Her oncologist also came to talk to us about the possibility of getting stem cells from Ambrosia to be used later with a high dosage of chemo. She explained that they take the stem cells after giving a medicine that helps boost her numbers up and releases what they need into the blood stream. Then they hook her up to a machine and collect the stem cells. However, she thinks Ambrosia's weight is not where it can be to be able to collect it that way. They can harvest the bone marrow a different way by taking some from both of her hip bones. They would put her under anesthesia for it and it would be an outpatient procedure. She will be talking with others to figure out which route they will take.

They will then keep her stem cells frozen until the high dosage of chemo is scheduled. They won't schedule that until almost all of the tumors are gone, if not already completely gone. The hope is to do a scan during the week of the 25th to see if the tumors have shrunk. They will then have the surgeons look to see if the tumor on her liver looks small enough to be removed yet and if the ones on her lungs are completely gone or few enough to also be removed. Dr. Cheerva thinks it will take 2 to 3 more rounds before they are shrunk enough for surgery. She is only speculating at this point.

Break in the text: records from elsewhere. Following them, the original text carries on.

PR #620, opened 2018-01-31
Fix id type wrong due to no sorted methods from Class.getMethods

hugogu:
The Class.getMethods returns undetermined ordering in OpenJDK which may break the idType.


yahoocla:

elide-core/src/main/java/com/yahoo/elide/core/EntityBinding.java
```diff
@@ -188,6 +188,11 @@ private void bindEntityId(Class<?> cls, String type, AccessibleObject fieldOrMet
         String fieldName = getFieldName(fieldOrMethod);
         Class<?> fieldType = getFieldType(fieldOrMethod);
 
+        if (idType != null && fieldType.isAssignableFrom(idType)) {
```
clayreimann: If ordering is undefined in the OpenJDK, how can we be sure that we always want the _first_ `idType`? 

This looks like it will cause us to only bind the first field or method annotated with `@Id` we find and not necessarily the `@Id` that is closest to the class we are binding.

DennisMcWherter:
Reviewing the [JPA spec](http://download.oracle.com/otn-pub/jcp/persistence-2_1-fr-eval-spec/JavaPersistence.pdf?AuthParam=1517498828_13162372f4ef76159a4af7d687b722a3) (**warning:** Oracle PDF link), it may be worth considering the information in **Section 2.4**. Id's are actually a bit complicated and we have not implemented the full spec here (mainly due to lack of practical use rather than lack of will). Namely, behavior related to `@IdClass` is likely not spec compliant today. However, this seems mostly related to information about _derived_ entities (section 2.4.1).

@hugogu can you give an example of what exactly this is trying to solve?

If you are extending and using a `@MappedSuperclass` (this is distinct from a section 2.4.1 derived class), section 2.11 demonstrates it is not explicitly supported to override attributes through typical Java inheritance (and in fact, may be disallowed):

> When applied to the subclasses, the inherited mappings will apply in the context of the subclass tables. Mapping information can be overridden in such subclasses by using the AttributeOverride and AssociationOverride annotations or corresponding XML elements.

In short, it looks like you would want to use [@AttributeOverride](https://javaee.github.io/javaee-spec/javadocs/javax/persistence/AttributeOverride.html) to make this stick.

Now, to be clear, I am pretty sure we do not support this today. However, implementing the override in the `EntityBinding` should be a straightforward implementation.

hugogu:
@clayreimann @DennisMcWherter , 

Thank you all for the review comments. It sounds like there is a more appropriate way to achieve the same purpose. I'll do some more investigation as per your suggestions and get back with more details. 

Hugo

DennisMcWherter:
Thanks! Looking forward to seeing the update! :)

zhangzhenhuajack:
1：When MyEntity.class extend AbstractPersistable .  This problem while reshow.
2：Because  EntityBinding source code  cls.getMethods()  while get two getId() Methods，have the some ’AnnotationPresent(Id.class)‘，but One is 
the interface Persistable<T>‘s Method and return Type is Obejct。
3：May be have better method ?

clayreimann:
Could you provide a small project that highlights this issue? That way we can experiment and write tests to ensure we don’t break this use case in the future.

After knowing that the tumors are gone or small enough to be completely removed, they will do surgery. Then after recovery time from that, they will do the high dosage of chemo and then "rescue" her bone marrow by putting her own stem cells back in her. It is put in through a line just like a transfusion. They want as much as the tumors to be gone as possible before doing the high dosage of chemo so they can get anything that might be lingering in her system.

Dr. Cheerva said that after looking at what has been done for these types of rare tumors, when they do a high dosage of chemo it really helps the survival rate of the patient. It will be hard as she would be in the hospital for 5 to 6 weeks and then wouldn't be able to leave the house for awhile once we got home. But if this procedure in anyway helps raise her survival rate and the chance for the tumors to NOT reappear then I think it is worth it. Luckily this wouldn't happen for a couple more months so we would have time to prepare for it.

The Main Line radio stations here in town were doing a fundraiser for Kosair Children's Hospital for the past two days. One of the stories they played had this song playing in the background, so it's been in my head ever since this afternoon. Just thought I'd share.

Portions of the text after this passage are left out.